What is Low-E glass?
Low-E or low emissivity glass
Low-E glass is standard glass with either a pyrolytic coating or a special thin metal coating on one side which reduces the heat transfer through the glass, keeping heat either in or out depending on the local climate.
Providing insulating properties in the glass to control the heat energy movement either inside or outside the building can reduce the amount of heating needed in winter or air conditioning in summer increasing the energy efficiency of your building. This style of insulating window glass still allows the natural light to enter but provides a measure of solar control which is particularly useful in rooms with large expanses of glass or multiple windows.
Low-E glass - image AWA
Types of Low-E glass
The vacuum-deposited Low-E glass coating, sometimes referred to as soft-coat Low-E or splutter glass, is applied to the glass after it is formed using a vacuum chamber to deposit layers of metals, metal oxides, and metal nitrides These very thin layers increase the energy efficiency of the glass but are considered ‘soft’ and not very durable as they can be damaged by chemical cleaners or general wear and tear. For this reason, soft-coat Low-E glass is not usually suitable for single glazed windows but functions well in double glazed applications.
Pyrolytic Low-E coating, or hard-coat Low-E, is bonded to the glass during production creating a strong baked on layer.

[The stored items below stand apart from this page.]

PR #492, opened 2023-02-23
Set up permissions to ci.yml

### LINKED ISSUE #491: Set up permissions to github workflows
Hi, I'm from google and the openSSF and I'm working on improving supply-chain security on many open sources.

I would like to suggest to set the GITHUB_TOKEN permissions of your workflows as read only in the [top level](https://docs.github.com/en/actions/using-workflows/workflow-syntax-for-github-actions#permissions) and grant any write permission needed at the [run level](https://docs.github.com/en/actions/using-workflows/workflow-syntax-for-github-actions#jobsjob_idpermissions).

It is a default behavior of github workflows to grant write permissions to all permissions, thus it is both a recommendation from [OpenSSF Scorecard](https://github.com/ossf/scorecard/blob/main/docs/checks.md#token-permissions) and the [Github](https://docs.github.com/en/actions/security-guides/security-hardening-for-github-actions) to always use credentials that are minimally scoped.

I'll send a PR just to show what the changes are about, but fell free to reach me out in case of any doubts or concerns about it, and I hope I can help pycparser to increase its supply-chain security even more.

joycebrum:
Closes #491 

Changes:
- set top level permission to contents: read

Test:
It ran successfully https://github.com/joycebrum/pycparser/actions/runs/4255961081

### DIFF
--- a/.github/workflows/ci.yml
+++ b/.github/workflows/ci.yml
@@ -7,6 +7,9 @@ on:
     branches:
       - master
 
+permissions:
+  contents: read
+
 jobs:
   build:
 


eliben (approved):
Thanks!

Issue #505, opened 2023-05-17
Hash Pin Github Action on Workflows


joycebrum:
## Description

There is another security practice I would like to suggest, also recommended by the [OpenSSF Scorecard][scorecard-repo], which is to hash pin dependencies to prevent typosquatting and tag renaming attacks. 

The change would only be applied to GitHub workflows.

This means:
- Hash pinning GitHub Workflow actions.
```yml
actions/checkout@8e5e7e5ab8b370d6c329ec480221332ada57f0ab # v3.5.2
```

Along with hash-pinning dependencies, I also recommend adopting dependabot or renovatebot to help keep the dependencies up to date. Both tools can update  hashes and associated semantic version comments. 

Together with this issue I'll also suggest a PR with the hash-pinning changes since they are quite simple. If you also agree on adopting dependency update tool just tell me which one and I can submit a default config file that covers github workflow permissions.

Any questions or concerns just let me know.
Thanks!

## Additional Context

A tag renaming attack is a type of attack whereby an attacker:
- Hijack an action.
- Upload a malicious version.
- Replace existing tags with malicious versions.

 
A [typosquatting attack][typosquatting] is a type of attack whereby an attacker:
- Create a malicious package
- Publish it with a similar name of a known package (example: actiona instead of actions)

For more informations about the dependency-update tools:
- [Dependabot][dependabot]
- [Renovatebot][renovatebot]

[scorecard-repo]: https://github.com/ossf/scorecard
[dep-confusion]: https://www.websecuritylens.org/how-dependency-confusion-attack-works-and-how-to-prevent-it/ 
[typosquatting]: https://snyk.io/blog/typosquatting-attacks/ 
[dependabot]: https://github.blog/2020-06-01-keep-all-your-packages-up-to-date-with-dependabot/
[renovatebot]:https://www.mend.io/renovate/

eliben:
Closed per discussion in #506

PR #506, opened 2023-05-17
Hash pin ci.yml workflow

joycebrum:
Issue #505 

Example of success run with hash pin https://github.com/joycebrum/pycparser/actions/runs/5006562582

Hashes:

- [8e5e7e5ab8b370d6c329ec480221332ada57f0ab](https://github.com/actions/checkout/commit/8e5e7e5ab8b370d6c329ec480221332ada57f0ab)
- [57ded4d7d5e986d7296eab16560982c6dd7c923b](https://github.com/actions/setup-python/commit/57ded4d7d5e986d7296eab16560982c6dd7c923b)

### DIFF
--- a/.github/workflows/ci.yml
+++ b/.github/workflows/ci.yml
@@ -21,9 +21,9 @@ jobs:
 
     steps:
 
-    - uses: actions/checkout@v3
+    - uses: actions/checkout@8e5e7e5ab8b370d6c329ec480221332ada57f0ab # v3.5.2
     - name: Set up Python ${{ matrix.python-version }}
-      uses: actions/setup-python@v4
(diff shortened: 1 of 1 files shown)


eliben (changes requested):
I don't understand -- is the concern here that an attacker will hijack the official `actions/checkout` action?

joycebrum:
Yeah the attacker can hijack or tag rename any version if the action repo got compromised.

Although the actions are official they are also open source projects and unfortunatelly can be compromised as any other project could.

But it is important to noticed that this is just an extra precaution (since the token permission is already read only, no much harm could be done).

eliben:
Thanks for the clarification. I think I'll prefer to keep it simple for now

This process creates a coating which can be more than a dozen times thicker than soft-coat alternative while providing a very hard durable layer which can be cleaned and used without fear of damaging the coating.
Both styles of coating can be used for:
- High transmission Low-E glass - allowing light but reducing the heat loss from inside the building, lowering home heating costs through winter in cooler climates.
- Low transmission Low-E glass - allow’s natural light in while keeping the heat out of the house or building decreasing cooling costs through summer.